→ **What you will do**
Set down the entries exactly. No line may differ from its source.

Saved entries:
********************

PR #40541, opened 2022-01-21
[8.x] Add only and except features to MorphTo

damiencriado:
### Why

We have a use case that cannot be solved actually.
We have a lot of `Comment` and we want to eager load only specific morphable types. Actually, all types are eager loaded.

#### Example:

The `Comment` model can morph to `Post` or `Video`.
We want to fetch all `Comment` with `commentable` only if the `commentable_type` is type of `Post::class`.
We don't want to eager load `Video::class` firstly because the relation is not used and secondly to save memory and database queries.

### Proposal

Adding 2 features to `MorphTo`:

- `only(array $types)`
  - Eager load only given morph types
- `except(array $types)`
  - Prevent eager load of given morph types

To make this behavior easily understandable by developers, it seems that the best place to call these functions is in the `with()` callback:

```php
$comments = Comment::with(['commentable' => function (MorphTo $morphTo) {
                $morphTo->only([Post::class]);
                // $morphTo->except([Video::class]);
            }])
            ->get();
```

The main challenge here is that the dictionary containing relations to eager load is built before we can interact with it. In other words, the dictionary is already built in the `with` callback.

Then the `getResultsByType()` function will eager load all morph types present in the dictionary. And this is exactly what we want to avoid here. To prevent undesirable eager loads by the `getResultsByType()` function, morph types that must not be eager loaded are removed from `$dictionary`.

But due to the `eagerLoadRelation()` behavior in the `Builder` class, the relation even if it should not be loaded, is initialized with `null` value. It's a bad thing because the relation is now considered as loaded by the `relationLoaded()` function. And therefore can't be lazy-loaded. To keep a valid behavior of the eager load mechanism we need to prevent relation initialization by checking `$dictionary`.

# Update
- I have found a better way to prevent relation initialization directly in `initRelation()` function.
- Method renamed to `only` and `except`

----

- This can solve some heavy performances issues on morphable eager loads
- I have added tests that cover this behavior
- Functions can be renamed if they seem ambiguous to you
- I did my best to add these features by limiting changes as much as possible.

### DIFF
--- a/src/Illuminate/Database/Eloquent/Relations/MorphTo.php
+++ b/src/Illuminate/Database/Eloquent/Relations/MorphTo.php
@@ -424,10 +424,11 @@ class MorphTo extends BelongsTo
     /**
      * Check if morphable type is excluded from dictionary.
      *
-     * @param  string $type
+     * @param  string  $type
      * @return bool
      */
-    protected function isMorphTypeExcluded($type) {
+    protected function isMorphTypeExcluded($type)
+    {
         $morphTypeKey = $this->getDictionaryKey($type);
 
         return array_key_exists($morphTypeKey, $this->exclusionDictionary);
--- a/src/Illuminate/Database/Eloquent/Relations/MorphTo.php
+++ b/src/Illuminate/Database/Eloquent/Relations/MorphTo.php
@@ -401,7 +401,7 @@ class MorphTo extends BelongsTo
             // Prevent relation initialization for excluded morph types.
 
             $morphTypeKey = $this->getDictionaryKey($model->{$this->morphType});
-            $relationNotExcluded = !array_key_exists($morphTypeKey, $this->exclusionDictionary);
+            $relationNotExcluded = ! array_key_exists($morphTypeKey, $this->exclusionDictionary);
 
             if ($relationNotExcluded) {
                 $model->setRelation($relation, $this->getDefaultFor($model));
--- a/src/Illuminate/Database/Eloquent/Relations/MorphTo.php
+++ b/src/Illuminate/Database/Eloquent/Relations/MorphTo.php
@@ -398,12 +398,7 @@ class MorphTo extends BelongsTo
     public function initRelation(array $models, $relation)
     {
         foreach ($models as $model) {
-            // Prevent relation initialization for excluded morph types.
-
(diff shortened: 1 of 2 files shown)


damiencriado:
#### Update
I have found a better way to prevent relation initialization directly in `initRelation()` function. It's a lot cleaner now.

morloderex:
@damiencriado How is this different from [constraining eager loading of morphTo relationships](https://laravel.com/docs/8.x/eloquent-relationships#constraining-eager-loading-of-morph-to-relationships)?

********************

→ **Final answer**
PR #40541, opened 2022-01-21
[8.x] Add only and except features to MorphTo

damiencriado:
### Why

We have a use case that cannot be solved actually.
We have a lot of `Comment` and we want to eager load only specific morphable types. Actually, all types are eager loaded.

#### Example:

The `Comment` model can morph to `Post` or `Video`.
We want to fetch all `Comment` with `commentable` only if the `commentable_type` is type of `Post::class`.
We don't want to eager load `Video::class` firstly because the relation is not used and secondly to save memory and database queries.

### Proposal

Adding 2 features to `MorphTo`:

- `only(array $types)`
  - Eager load only given morph types
- `except(array $types)`
  - Prevent eager load of given morph types

To make this behavior easily understandable by developers, it seems that the best place to call these functions is in the `with()` callback:

```php
$comments = Comment::with(['commentable' => function (MorphTo $morphTo) {
                $morphTo->only([Post::class]);
                // $morphTo->except([Video::class]);
            }])
            ->get();
```

The main challenge here is that the dictionary containing relations to eager load is built before we can interact with it. In other words, the dictionary is already built in the `with` callback.

Then the `getResultsByType()` function will eager load all morph types present in the dictionary. And this is exactly what we want to avoid here. To prevent undesirable eager loads by the `getResultsByType()` function, morph types that must not be eager loaded are removed from `$dictionary`.

But due to the `eagerLoadRelation()` behavior in the `Builder` class, the relation even if it should not be loaded, is initialized with `null` value. It's a bad thing because the relation is now considered as loaded by the `relationLoaded()` function. And therefore can't be lazy-loaded. To keep a valid behavior of the eager load mechanism we need to prevent relation initialization by checking `$dictionary`.

# Update
- I have found a better way to prevent relation initialization directly in `initRelation()` function.
- Method renamed to `only` and `except`

----

- This can solve some heavy performances issues on morphable eager loads
- I have added tests that cover this behavior
- Functions can be renamed if they seem ambiguous to you
- I did my best to add these features by limiting changes as much as possible.

### DIFF
--- a/src/Illuminate/Database/Eloquent/Relations/MorphTo.php
+++ b/src/Illuminate/Database/Eloquent/Relations/MorphTo.php
@@ -424,10 +424,11 @@ class MorphTo extends BelongsTo
     /**
      * Check if morphable type is excluded from dictionary.
      *
-     * @param  string $type
+     * @param  string  $type
      * @return bool
      */
-    protected function isMorphTypeExcluded($type) {
+    protected function isMorphTypeExcluded($type)
+    {
         $morphTypeKey = $this->getDictionaryKey($type);
 
         return array_key_exists($morphTypeKey, $this->exclusionDictionary);
--- a/src/Illuminate/Database/Eloquent/Relations/MorphTo.php
+++ b/src/Illuminate/Database/Eloquent/Relations/MorphTo.php
@@ -401,7 +401,7 @@ class MorphTo extends BelongsTo
             // Prevent relation initialization for excluded morph types.
 
             $morphTypeKey = $this->getDictionaryKey($model->{$this->morphType});
-            $relationNotExcluded = !array_key_exists($morphTypeKey, $this->exclusionDictionary);
+            $relationNotExcluded = ! array_key_exists($morphTypeKey, $this->exclusionDictionary);
 
             if ($relationNotExcluded) {
                 $model->setRelation($relation, $this->getDefaultFor($model));
--- a/src/Illuminate/Database/Eloquent/Relations/MorphTo.php
+++ b/src/Illuminate/Database/Eloquent/Relations/MorphTo.php
@@ -398,12 +398,7 @@ class MorphTo extends BelongsTo
     public function initRelation(array $models, $relation)
     {
         foreach ($models as $model) {
-            // Prevent relation initialization for excluded morph types.
-
(diff shortened: 1 of 2 files shown)


damiencriado:
#### Update
I have found a better way to prevent relation initialization directly in `initRelation()` function. It's a lot cleaner now.

morloderex:
@damiencriado How is this different from [constraining eager loading of morphTo relationships](https://laravel.com/docs/8.x/eloquent-relationships#constraining-eager-loading-of-morph-to-relationships)?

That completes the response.